11 January 2011

Missionary Letter #12 (December 20, 2010)

guess what?? we're in LONDON AGAIN!!! guess who just went to the V&A and bought her belated birthdya presents because sis j doesn't like shopping and now she's not here! and i went to laduree in harrod's. oh my gosh. i like london. i hope i get to serve here.
we had a freak snowstorm on...friday i think?? sis g was totally freezing and so was sis k, so i was stopping everyone we saw so we weren't wasting time of being out in the freezing cold. haha it was funny. and then we heard church bells ringing a ton so we were like, what's going on?? turns out there was a wedding!! but it's this church that's near our church, it's where sir thomas more's head is, and at the intersection, it was basically at a stand still. so, of course, we decided that this is perfect because people can't get away from us!! so, we went up to a guy who already had his window rolled down and he was just like, "go on then, i've got nothing else to do. can't go anywhere." perfect. bored people who can't get away. we only did that once though. i thought it was pretty funny. but anyway, back to the wedding, they had rented this big old double-decker red bus for the wedding party, but they were taking FOREVER to come out. and of course my comps and i wanted to see her dress! duh. so we waited and talked to people across the street where we could watch. and we saw all of these girls dressed in tiny short skirts and dresses and the most ginormous heels. and it was freezing and snowy! and i hate it when girls just look absolutely helpless walking and they're dressed like that. anyway, the bride's dress wasn't that pretty. funny that we all wanted to see though. well, just kate middleton better have a gorgeous dress.

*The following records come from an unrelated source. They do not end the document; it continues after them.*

PR #3595, opened 2025-08-27
bump nimbus-eth2 and remove old fulu field in Portal beacon test

kdeme:
Those old beacon tests only test with altair test data and the digest fields are arbitrary.


arnetheduck:
also need to bump all other vendor deps to (at least) the same version as eth2

PR #3781, opened 2025-10-21
Add blob schedule fallback test case and fix fallback logic

### LINKED ISSUE #3764: bpo fallback option if parameters don't change
https://github.com/eth-clients/hoodi/pull/23
https://github.com/eth-clients/sepolia/pull/119
https://github.com/eth-clients/holesky/pull/136

Osaka fork does not change the amount of blobs, so its been removed from the blob schedule. The idea is that the bpo forks should be different from the regular forks. We should account for this logic.

## Action
Write tests for this, and check for bugs in the fallback code path

jangko:
fix #3764

The fallback logic only applied to chain config parsed from json file. Built in blob schedule still need explicit value.

### DIFF
--- a/execution_chain/common/chain_config.nim
+++ b/execution_chain/common/chain_config.nim
@@ -395,22 +395,52 @@ proc validateChainConfig(conf: ChainConfig): bool =
     if cur.time.isSome:
       lastTimeBasedFork = cur
 
+func numBPOForks(): int {.compileTime.} =
+  for x in Prague..HardFork.high:
+    if toLowerAscii($x).startsWith("bpo"):
+      inc result
+
+func getBPOForks(N: static[int]): array[N, HardFork] {.compileTime.} =
+  var i = 0
+  for x in Prague..HardFork.high:
+    if toLowerAscii($x).startsWith("bpo"):
+      result[i] = x
+      inc i
+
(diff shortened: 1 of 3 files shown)


advaita-saha:
> Built in blob schedule still need explicit value

Ahh nice catch

execution_chain/common/chain_config.nim
```diff
@@ -395,22 +395,52 @@ proc validateChainConfig(conf: ChainConfig): bool =
...
+      if conf.blobSchedule[fork].isNone:
+        conf.blobSchedule[fork] = conf.blobSchedule[prevFork]
+      if conf.blobSchedule[fork].value.baseFeeUpdateFraction == 0:
+        # Set fallback to Cancun's baseFeeUpdateFraction and prevent division by zero
+        warn "baseFeeUpdateFraction not set, fallback to Cancun's", fork=fork
+        conf.blobSchedule[fork].value.baseFeeUpdateFraction = 3_338_477'u64
+      prevFork = fork
+
+  setBlobScheduleWithFallback(RegularForks)
+  setBlobScheduleWithFallback(BPOForks)
```
advaita-saha, line 443: I mean good to have, but shouldn't technically need to have blob parameter fallback for a bpo fork
Which is a fork specifically designed to change only blob parameters lol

okay, fastforward to sunday. everything stops here when it snows. i think it's just an excuse for people to stay in, really. it snowed like six inches maybe? church was reduced to sac meeting and there were eleven people there. everyone just took turns bearing their testimony, and i talked about how God knows how to give us good gifts, and that the best gift is that of the atonement, which allows us to change. i got pretty emotional.  but then b bore his testimony for the first time (we had just had a lesson about missionary work and about bearing your testimony to strengthen others and everything and he said he wanted to bear his) and it was so powerful, i was just smiling the whole time and crying a little bit because he really had changed his life and seen how the atonement can change him. he's so good. can't even believe it.

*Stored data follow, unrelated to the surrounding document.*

PR #3782, opened 2025-10-21
proxy: rest based light client

chirag-parmar:
meta: #3101 

Description:

This PR ports the existing light client within nimbus-eth2 for use in the verified proxy with light client updates downloaded purely via the REST API. This is beneficial for using the proxy in a browser. In doing so, the PR modifies the behaviour of the light client slightly as noted below.

Notes:
1. **Syncing**: The original light client starts with a bootstrap and syncs blocks from bootstrap to head. It then follows the chain optimistically. [here](https://github.com/status-im/nimbus-eth2/blob/stable/beacon_chain/nimbus_light_client.nim#L230) and [here](https://github.com/status-im/nimbus-eth2/blob/stable/beacon_chain/nimbus_light_client.nim#L279). The verified proxy version of the light client uses the bootstrap update and subsequent sync committee updates only for establishing the (current and next) sync committee. Once established, however, it starts following the chain directly from the current head. From the perspective of trust, optimistically following the chain from the current head is the same as syncing the chain and then following it optimistically (since the validation is only dependent on the current sync committee which doesn't change within the current sync committee period) [here](https://github.com/status-im/nimbus-eth2/blob/stable/beacon_chain/spec/light_client_sync.nim#L76)

2. **Peers and Endpoints**: The original light client uses multiple peers concurrently to download a particular update. The verified proxy version uses the same code but abstracts out rotating/randomizing peers (in the case of NVP it is API endpoints) to the backend implementation through the use of `reqId`s. The modified light client uses unique request ids for all concurrent requests which can then be used to rotate/randomize and score API endpoints. The parallelization parameter for the light client is hardcoded to 2.

3. **Downloading Updates**: The original light client used a mix of light client updates and p2p gossip to maintain the canonical chain. The verified proxy version purely uses light client updates to maintain the canonical chain. Hence, it runs the manager loop on a per slot frequency rather than the per sync committee period frequency of the original client(not fully true, it is quite arbitrary but can be considered the average case scenario)

Other Changes:

- [x] remove deprecated warnings
- [x] remove extra file (c_frontend)
- [x] fix nits (`FullVersionStr`)

### DIFF
--- a/nimbus_verified_proxy/lc/lc_manager.nim
+++ b/nimbus_verified_proxy/lc/lc_manager.nim
@@ -307,8 +307,7 @@ proc loop(self: LightClientManager) {.async: (raises: [CancelledError]).} =
   # try atleast twice
   let
     NUM_RETRIES = 2
-    RETRY_TIMEOUT =
-      chronos.seconds(int64(self.timeParams.SLOT_DURATION) div (NUM_RETRIES + 1))
+    RETRY_TIMEOUT = self.timeParams.SLOT_DURATION div (NUM_RETRIES + 1)
 
   while true:
     let
@@ -384,7 +383,7 @@ proc loop(self: LightClientManager) {.async: (raises: [CancelledError]).} =
         continue
 
     # check for updates every slot
-    await sleepAsync(chronos.seconds(int64(self.timeParams.SLOT_DURATION)))
+    await sleepAsync(self.timeParams.SLOT_DURATION)
 
 proc start*(self: var LightClientManager) =
   ## Start light client manager's loop.


nimbus_verified_proxy/nimbus_verified_proxy_conf.nim
```diff
@@ -195,34 +147,24 @@ proc parseCmdArg*(T: type Web3Url, p: string): T {.raises: [ValueError].} =
...
-    agentString: pc.agentString,
-    discv5Enabled: pc.discv5Enabled,
-    directPeers: pc.directPeers,
-    trustedBlockRoot: pc.trustedBlockRoot,
-    web3Urls: @[EngineApiUrlConfigValue(url: pc.backendUrl.web3Url)],
-    jwtSecret: none(InputFile),
-    stopAtEpoch: 0,
-  )
+proc completeCmdArg*(T: type UrlList, val: string): seq[string] =
+  return @[]
```
tersec: Don't need `return` here

nimbus_verified_proxy/lc/lc_manager.nim
```diff
@@ -0,0 +1,393 @@
...
+    finalityUpdateVerifier: finalityUpdateVerifier,
+    optimisticUpdateVerifier: optimisticUpdateVerifier,
+    isLightClientStoreInitialized: isLightClientStoreInitialized,
+    isNextSyncCommitteeKnown: isNextSyncCommitteeKnown,
+    getFinalizedSlot: getFinalizedSlot,
+    getOptimisticSlot: getOptimisticSlot,
+    getBeaconTime: getBeaconTime,
+  )
+
+# https://github.com/ethereum/consensus-specs/blob/v1.6.0-alpha.3/specs/altair/light-client/p2p-interface.md#getlightclientbootstrap
```
tersec: If these URLs had been just copy/pasted from somewhere else, sure, at least within this PR this (and the other v1.6.0 alpha.3 references, and v1.4.0-beta.5, and etc) seem to arise from nowhere existing?

If they're being added newly, then better to ensure they're consistent with the current v1.6.0-beta.1.

nimbus_verified_proxy/lc/lc_manager.nim
```diff
@@ -0,0 +1,393 @@
...
+    self.updateVerifier
+  elif E.V is ForkedLightClientFinalityUpdate:
+    self.finalityUpdateVerifier
+  elif E.V is ForkedLightClientOptimisticUpdate:
+    self.optimisticUpdateVerifier
+  else:
+    static:
+      doAssert false
+
+iterator values(v: auto): auto =
```
tersec, line 177: As long as one is careful not to export this -- `values` with an `auto` type will otherwise cause potential issues with things importing this module.

nimbus_verified_proxy/lc/lc_manager.nim
```diff
@@ -0,0 +1,393 @@
...
+      optimisitcEpoch = (optimisticSlot mod SLOTS_PER_EPOCH)
+
+    # Obtain bootstrap data once a trusted block root is supplied
+    if not self.isLightClientStoreInitialized():
+      let trustedBlockRoot = self.getTrustedBlockRoot()
+
+      # reattempt bootstrap download in 2 seconds
+      if trustedBlockRoot.isNone:
+        debug "TrustedBlockRoot unavaialble re-attempting bootstrap download"
+        await sleepAsync(chronos.seconds(2))
```
tersec: Should these different 2 second sleeps be consistent with each other, or are the both incidentally 2 seconds? If they should be consistent with each other, then better to extract it as a constant and use that constant in both, so that if one is changed, the other is automatically changed.

nimbus_verified_proxy/lc/lc_manager.nim
```diff
@@ -0,0 +1,393 @@
...
+        UpdatesByRange, (startPeriod: finalizedPeriod, count: uint64(count))
+      )
+
+    # check and download optimistic update
+    if optimisticSlot < currentSlot:
+      debug "Downloading light client optimistic updates", slot = currentSlot
+      let didProgress = await self.query(OptimisticUpdate)
+      if not didProgress:
+        # retry in 2 seconds
+        await sleepAsync(chronos.seconds(2))
```
tersec: Should these 2 second retry timers be intrinsically consistent?

nimbus_verified_proxy/lc/lc_manager.nim
```diff
@@ -0,0 +1,393 @@
...
+    downloadOptimistic = true
+    downloadFinality = false
+    didOptimisticProgress = false
+    didFinalityProgress = false
+
+  while true:
+    let
+      wallTime = self.getBeaconTime()
+      currentSlot = wallTime.slotOrZero()
+      currentEpoch = (currentSlot mod SLOTS_PER_EPOCH)
```
tersec: The CL has a `epoch` helper for this.

nimbus_verified_proxy/lc/lc_manager.nim
```diff
@@ -0,0 +1,393 @@
...
+      currentPeriod = currentSlot.sync_committee_period
+      finalizedSlot = self.getFinalizedSlot()
+      finalizedPeriod = finalizedSlot.sync_committee_period
+      finalizedEpoch = (finalizedSlot mod SLOTS_PER_EPOCH)
+      optimisticSlot = self.getOptimisticSlot()
+      optimisticPeriod = optimisticSlot.sync_committee_period
+      optimisitcEpoch = (optimisticSlot mod SLOTS_PER_EPOCH)
```
tersec: `optimisitcEpoch` has a typo, but more importantly, should be able to use `optimisticSlot.epoch`

nimbus_verified_proxy/lc/lc_manager.nim
```diff
@@ -0,0 +1,393 @@
...
+
+  while true:
+    let
+      wallTime = self.getBeaconTime()
+      currentSlot = wallTime.slotOrZero()
+      currentEpoch = (currentSlot mod SLOTS_PER_EPOCH)
+      currentPeriod = currentSlot.sync_committee_period
+      finalizedSlot = self.getFinalizedSlot()
+      finalizedPeriod = finalizedSlot.sync_committee_period
+      finalizedEpoch = (finalizedSlot mod SLOTS_PER_EPOCH)
```
tersec: `finalizedSlot.epoch`

nimbus_verified_proxy/lc/lc_manager.nim
```diff
@@ -0,0 +1,393 @@
...
+      optimisticSlot = self.getOptimisticSlot()
+      optimisticPeriod = optimisticSlot.sync_committee_period
+      optimisitcEpoch = (optimisticSlot mod SLOTS_PER_EPOCH)
+
+    # Obtain bootstrap data once a trusted block root is supplied
+    if not self.isLightClientStoreInitialized():
+      let trustedBlockRoot = self.getTrustedBlockRoot()
+
+      # reattempt bootstrap download in 2 seconds
```
tersec: As a general point, how does this scale with different slot times? Should these 2 second timers be the same with 5, 6, or 12 second slots or should they scale?

nimbus_verified_proxy/json_lc_backend.nim
```diff
@@ -0,0 +1,138 @@
...
+  client.peers.setLen(0)
+  client.urls.setLen(0)
+
+proc getEthLCBackend*(client: LCRestClient): EthLCBackend =
+  let
+    getLCBootstrapProc = proc(
+        reqId: uint64, blockRoot: Eth2Digest
+    ): Future[NetRes[ForkedLightClientBootstrap]] {.async: (raises: [CancelledError]).} =
+      let
+        peer = client.peers[reqId mod uint64(client.peers.len)]
```
tersec: The CL has a helper, `lenu64`, maybe available here

nimbus_verified_proxy/json_lc_backend.nim
```diff
@@ -0,0 +1,138 @@
...
+          except CatchableError as e:
+            raise newException(CancelledError, e.msg)
+
+      ok(res)
+
+    getLCUpdatesProc = proc(
+        reqId: uint64, startPeriod: SyncCommitteePeriod, count: uint64
+    ): Future[LightClientUpdatesByRangeResponse] {.async: (raises: [CancelledError]).} =
+      let
+        peer = client.peers[reqId mod uint64(client.peers.len)]
```
tersec: if `lenu64` is available, this is exactly what it's for

nimbus_verified_proxy/nimbus_verified_proxy.nim
```diff
@@ -222,89 +209,16 @@ proc run*(
...
-  # launch a async routine
-  asyncSpawn runOnSecondLoop()
-
   # run an infinite loop and wait for a stop signal
   while true:
     poll()
     if ctx != nil and ctx.stop:
       # Cleanup
-      waitFor network.stop()
+      waitFor lcRestClient.closeAll()
```
tersec: If there are going to be multiple `waitFor`s in this function, is it possible to make the function itself async, use `await`, and have only one `waitFor` on the outside?

nimbus_verified_proxy/nimbus_verified_proxy_conf.nim
```diff
@@ -12,7 +12,8 @@ import
   json_rpc/rpcproxy, # must be early (compilation annoyance)
   json_serialization/std/net,
   beacon_chain/conf_light_client,
-  beacon_chain/nimbus_binary_common
+  beacon_chain/nimbus_binary_common,
+  std/strutils
```
tersec: Usually put stdlib imports first

nimbus_verified_proxy/nimbus_verified_proxy_conf.nim
```diff
@@ -114,70 +124,12 @@ type VerifiedProxyConf* = object
...
-  discv5Enabled* {.desc: "Enable Discovery v5", defaultValue: true, name: "discv5".}:
-    bool
-
-  directPeers* {.
-    desc: "The list of priviledged, secure and known peers to connect and maintain the connection to, this requires a not random netkey-file. In the complete multiaddress format like: /ip4/<address>/tcp/<port>/p2p/<peerId-public-key>. Peering agreements are established out of band and must be reciprocal."
-    name: "direct-peer" .}: seq[string]
+  # (Untrusted) web3 provider
+  # No default - Needs to be provided by the user
+  lcEndpoints* {.
+    desc: "command seperated URLs of the light client data provider",
```
tersec: separated

nimbus_verified_proxy/nimbus_verified_proxy_conf.nim
```diff
@@ -195,34 +147,24 @@ proc parseCmdArg*(T: type Web3Url, p: string): T {.raises: [ValueError].} =
...
+proc parseCmdArg*(T: type UrlList, p: string): T {.raises: [ValueError].} =
+  let urls = p.split(',')
+
+  for u in urls:
+    let
+      parsed = parseUri(u)
+      normalizedScheme = parsed.scheme.toLowerAscii()
+
+    if not (normalizedScheme == "http" or normalizedScheme == "https"):
+      raise newException(ValueError, "Light Client Endpoint should be a http(s) url")
```
tersec: URL is an acronym and capitalized as such

nimbus_verified_proxy/json_lc_backend.nim
```diff
@@ -0,0 +1,138 @@
...
+const
+  MaxMessageBodyBytes* = 128 * 1024 * 1024 # 128 MB (JSON encoded)
+  BASE_URL = "/eth/v1/beacon/light_client"
+
+type
+  LCRestPeer = ref object
+    score: int
+    restClient: RestClientRef
+
+  LCRestClient* = ref object
```
kdeme: Perhaps a bit of a nit but I find this naming scheme a bit confusing.

`LCRestClient` contains peers which are `LCRestPeer`s which are actually `RestClient`s.

I would probably have called it `LCRestClientManager`/`Pool`/`Provider`.

Doesn't matter that much I realize as in the end it is the `EthLCBackend` that gets used over the code base.

nimbus_verified_proxy/lc_backend.nim
```diff
@@ -0,0 +1,138 @@
...
+    ): Future[NetRes[ForkedLightClientBootstrap]] {.async: (raises: [CancelledError]).} =
+      let
+        peer = client.peers[reqId mod uint64(client.peers.len)]
+        res =
+          try:
+            await peer.restClient.getLightClientBootstrap(
+              blockRoot, client.cfg, client.forkDigests
+            )
+          except CatchableError as e:
+            raise newException(CancelledError, e.msg)
```
kdeme: What's the deal exactly with these `CancelledError`s being raised on `CatchableError` (I only noticed now there are already cases of this being done in NVP code base)? 

Is this intentional?  If so, how is this handled? seems very risky to use in such way.

nimbus_verified_proxy/nimbus_verified_proxy_conf.nim
kdeme: I think we should try to give this a more user-friendly name. I don't think end users will know what a light client data provider is. And then abbreviating to LC makes it even worse?

Maybe `beacon-node-api-endpoint` (a bit long) or just `beacon-node-api`? This is probably better known as the REST api is also officially named as such: https://ethereum.github.io/beacon-APIs/ .

We probably do want to clarify in the description that the endpoint needs to have support for serving LC data.

nimbus_verified_proxy/json_lc_backend.nim
```diff
@@ -0,0 +1,138 @@
...
+              client.cfg, client.forkDigests
+            )
+          except CatchableError as e:
+            raise newException(CancelledError, e.msg)
+
+      ok(res)
+
+    updateScoreProc = proc(reqId: uint64, value: int) =
+      let peer = client.peers[reqId mod uint64(client.peers.len)]
+      peer.score += value
```
etan-status: These functions assume that the peers list doesn't get modified in-between requests. Otherwise, the score is added to an incorrect peer, and also earlier peers would get selected more frequently by the modulo.

nimbus_verified_proxy/lc_backend.nim
```diff
@@ -0,0 +1,138 @@
...
+          try:
+            await peer.restClient.getLightClientFinalityUpdate(
+              client.cfg, client.forkDigests
+            )
+          except CatchableError as e:
+            raise newException(CancelledError, e.msg)
+
+      ok(res)
+
+    getLCOptimisticProc = proc(
```
etan-status, line 127: Code duplication could be reduced with a template that handles peer selection and error handling. Given it's only 4 requests and new forks don't really add more of these, also okay to keep it as is.

nimbus_verified_proxy/lc_backend.nim
```diff
@@ -0,0 +1,138 @@
...
+    .} =
+      let
+        peer = client.peers[reqId mod uint64(client.peers.len)]
+        res =
+          try:
+            await peer.restClient.getLightClientFinalityUpdate(
+              client.cfg, client.forkDigests
+            )
+          except CatchableError as e:
+            raise newException(CancelledError, e.msg)
```
etan-status: CancelledError has a very specific meaning in Chronos, not sure if this is appropriate to use here. Should this be ResponseError instead?

nimbus_verified_proxy/lc/lc.nim
```diff
@@ -0,0 +1,158 @@
...
+    if lightClient.onFinalizedHeader != nil:
+      lightClient.onFinalizedHeader(lightClient, lightClient.getFinalizedHeader)
+
+  proc onOptimisticHeader() =
+    if lightClient.onOptimisticHeader != nil:
+      lightClient.onOptimisticHeader(lightClient, lightClient.getOptimisticHeader)
+
+  # initialize without dumping 
+  lightClient.processor = LightClientProcessor.new(
+    false, ".", ".", cfg, genesis_validators_root, finalizationMode, lightClient.store,
```
etan-status: These would be more readable by first assigning `false` and `"."` to named constants. 

```
const
  dumpEnabled = false
  dumpDirInvalid = "."
  dumpDirIncoming = "."

...
dumpEnabled, dumpDirInvalid, dumpDirIncoming,
cfg, genesis_validators_root, ...
```

nimbus_verified_proxy/lc/lc.nim
```diff
@@ -0,0 +1,158 @@
...
+func getOptimisticHeader*(lightClient: LightClient): ForkedLightClientHeader =
+  withForkyStore(lightClient.store[]):
+    when lcDataFork > LightClientDataFork.None:
+      var header = ForkedLightClientHeader(kind: lcDataFork)
+      header.forky(lcDataFork) = forkyStore.optimistic_header
+      header
+    else:
+      default(ForkedLightClientHeader)
+
+proc new*(
```
etan-status, line 50: As this is heavily inspired by `createLightClient` in nimbus-eth2, maybe better to integrate `lc_backend` there, and make it so that `Eth2Node` is no longer required (but instead, any backend(s) can be passed). Avoids code duplication across repos with one copy of them guaranteed to become stale over time

nimbus_verified_proxy/lc_backend.nim
```diff
@@ -0,0 +1,138 @@
+# nimbus_verified_proxy
```
etan-status, line 1: The `json_` name isn't future-proof, as you can also use SSZ for lower bandwidth using the `restAccept` param e.g., for `getLightClientBootstrap`, without changing the interface (the calling code doesn't really care whether it's JSON)

nimbus_verified_proxy/lc_backend.nim
```diff
@@ -0,0 +1,138 @@
...
+  beacon_chain/spec/forks,
+  ./lc/lc_manager,
+  ./nimbus_verified_proxy_conf
+
+logScope:
+  topics = "SSZLCRestClient"
+
+const
+  MaxMessageBodyBytes* = 128 * 1024 * 1024 # 128 MB (JSON encoded)
+  BASE_URL = "/eth/v1/beacon/light_client"
```
etan-status, line 26: https://ethereum.github.io/beacon-APIs/#/Events/eventstream

There's also an event stream that could be used to avoid repeated polling. (not required initially though)

nimbus_verified_proxy/json_lc_backend.nim
```diff
@@ -0,0 +1,138 @@
...
+            await peer.restClient.getLightClientOptimisticUpdate(
+              client.cfg, client.forkDigests
+            )
+          except CatchableError as e:
+            raise newException(CancelledError, e.msg)
+
+      ok(res)
+
+    updateScoreProc = proc(reqId: uint64, value: int) =
+      let peer = client.peers[reqId mod uint64(client.peers.len)]
```
etan-status: These functions assume that the peers list doesn't get modified in-between requests. Otherwise, the score is added to an incorrect peer, and also earlier peers would get selected more frequently by the modulo.

nimbus_verified_proxy/lc_backend.nim
```diff
@@ -0,0 +1,138 @@
...
+              client.cfg, client.forkDigests
+            )
+          except CatchableError as e:
+            raise newException(CancelledError, e.msg)
+
+      ok(res)
+
+    updateScoreProc = proc(reqId: uint64, value: int) =
+      let peer = client.peers[reqId mod uint64(client.peers.len)]
+      peer.score += value
```
etan-status: Does this need saturation to avoid over/underflow? (signed int overflow is UB in C)

nimbus_verified_proxy/lc_backend.nim
```diff
@@ -0,0 +1,138 @@
...
+logScope:
+  topics = "SSZLCRestClient"
+
+const
+  MaxMessageBodyBytes* = 128 * 1024 * 1024 # 128 MB (JSON encoded)
+  BASE_URL = "/eth/v1/beacon/light_client"
+
+type
+  LCRestPeer = ref object
+    score: int
```
etan-status, line 30: The score doesn't seem to do anything?

nimbus_verified_proxy/lc/lc.nim
```diff
@@ -0,0 +1,158 @@
...
+  lightClient.manager = LightClientManager.init(
+    rng, getTrustedBlockRoot, bootstrapVerifier, updateVerifier, finalityVerifier,
+    optimisticVerifier, isLightClientStoreInitialized, isNextSyncCommitteeKnown,
+    getFinalizedSlot, getOptimisticSlot, getBeaconTime,
+  )
+
+  lightClient
+
+proc setBackend*(lightClient: LightClient, backend: EthLCBackend) =
+  lightClient.manager.backend = backend
```
etan-status, line 148: Or, just pass the backend with the init call.

nimbus_verified_proxy/lc/lc_manager.nim
```diff
@@ -0,0 +1,393 @@
...
+  UpdateScoreProc = proc(id: uint64, value: int) {.gcsafe, raises: [].}
+
+  EthLCBackend* = object
+    getLightClientBootstrap*: LightClientBootstrapProc
+    getLightClientUpdatesByRange*: LightClientUpdatesByRangeProc
+    getLightClientFinalityUpdate*: LightClientFinalityUpdateProc
+    getLightClientOptimisticUpdate*: LightClientOptimisticUpdateProc
+    updateScore*: UpdateScoreProc
+
+  LightClientManager* = object
```
etan-status, line 72: Overall, to reduce code duplication, maybe also better to move this inside nimbus-eth2 (as a library), rather than having a fork here that's almost the same (but not exactly the same).

nimbus_verified_proxy/lc/lc_manager.nim
```diff
@@ -0,0 +1,393 @@
...
+    if currentEpoch > finalizedEpoch + 2:
+      debug "Downloading light client finality updates", slot = currentSlot
+      let didProgress = await self.query(FinalityUpdate)
+      if not didProgress:
+        # retry in two seconds
+        await sleepAsync(chronos.seconds(2))
+        continue
+
+    # check for updates every slot
+    await sleepAsync(chronos.seconds(int64(SECONDS_PER_SLOT)))
```
etan-status: SECONDS_PER_SLOT is gone. Use cfg.timeParams.SLOT_DURATION instead.

Or, `beaconClock.fromNow(currentSlot + 1)`, this also accounts for the processing itself taking some time (otherwise this will slowly drift later and later into a slot and eventually skip one).

nimbus_verified_proxy/lc/lc_manager.nim
```diff
@@ -0,0 +1,393 @@
...
+      let didProgress = await self.query(Bootstrap, trustedBlockRoot.get)
+
+      # reattempt bootstrap download in 2 seconds
+      if not didProgress:
+        debug "Re-attempting bootstrap download"
+        await sleepAsync(chronos.seconds(2))
+
+      continue
+
+    # check and download sync committee updates
```
etan-status, line 336: nextLightClientSyncTask no good?

nimbus_verified_proxy/lc/lc_manager.nim
```diff
@@ -0,0 +1,393 @@
...
+    # check and download finality update
+    if currentEpoch > finalizedEpoch + 2:
+      debug "Downloading light client finality updates", slot = currentSlot
+      let didProgress = await self.query(FinalityUpdate)
+      if not didProgress:
+        # retry in two seconds
+        await sleepAsync(chronos.seconds(2))
+        continue
+
+    # check for updates every slot
```
etan-status, line 385: If this leads to rate-limiting, the events endpoint could be useful as an alternative. There's `nextLcSyncTaskDelay` to compute a delay that allows following the sync committee in time while being subscribed to events. That's the strategy I'm using on eth-light.xyz

nimbus_verified_proxy/libverifproxy/verifproxy.nim
```diff
@@ -38,20 +37,14 @@ proc runContext(ctx: ptr Context) {.thread.} =
...
     let rpcAddr = jsonNode["RpcAddress"].getStr()
     let myConfig = VerifiedProxyConf(
-      listenAddress: some(defaultListenAddress),
       eth2Network: some(jsonNode["Eth2Network"].getStr()),
       trustedBlockRoot: Eth2Digest.fromHex(jsonNode["TrustedBlockRoot"].getStr()),
-      backendUrl: parseCmdArg(Web3Url, jsonNode["Web3Url"].getStr()),
-      frontendUrl: parseCmdArg(Web3Url, jsonNode["Web3Url"].getStr()),
+      backendUrl: parseCmdArg(Web3Url, jsonNode["backendUrl"].getStr()),
+      frontendUrl: parseCmdArg(Web3Url, jsonNode["frontendUrl"].getStr()),
+      lcEndpoints: parseCmdArg(UrlList, jsonNode["lcEndpoints"].getStr()),
```
etan-status: Some of these are PascalCase while others are camelCase. 

In nimbus-eth2, we have `--external-beacon-api-url` to specify the "lcEndpoints"

nimbus_verified_proxy/nimbus_verified_proxy_conf.nim
etan-status: `--external-beacon-api-url` is the one in nimbus-eth2, maybe use the same one for consistency?

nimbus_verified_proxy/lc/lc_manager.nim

i've been studying a lot about how i can fulfill my purpose here in the best way that i can. i feel my desires changing and my heart turning more toward the lord in a less martyrous way. i feel happy as i do what i know i should and i feel the love of my heavenly father. i'm starting to really like being a missionary i think.

love you all with all my heart! wish i could write more but i had too much fun reading your emails.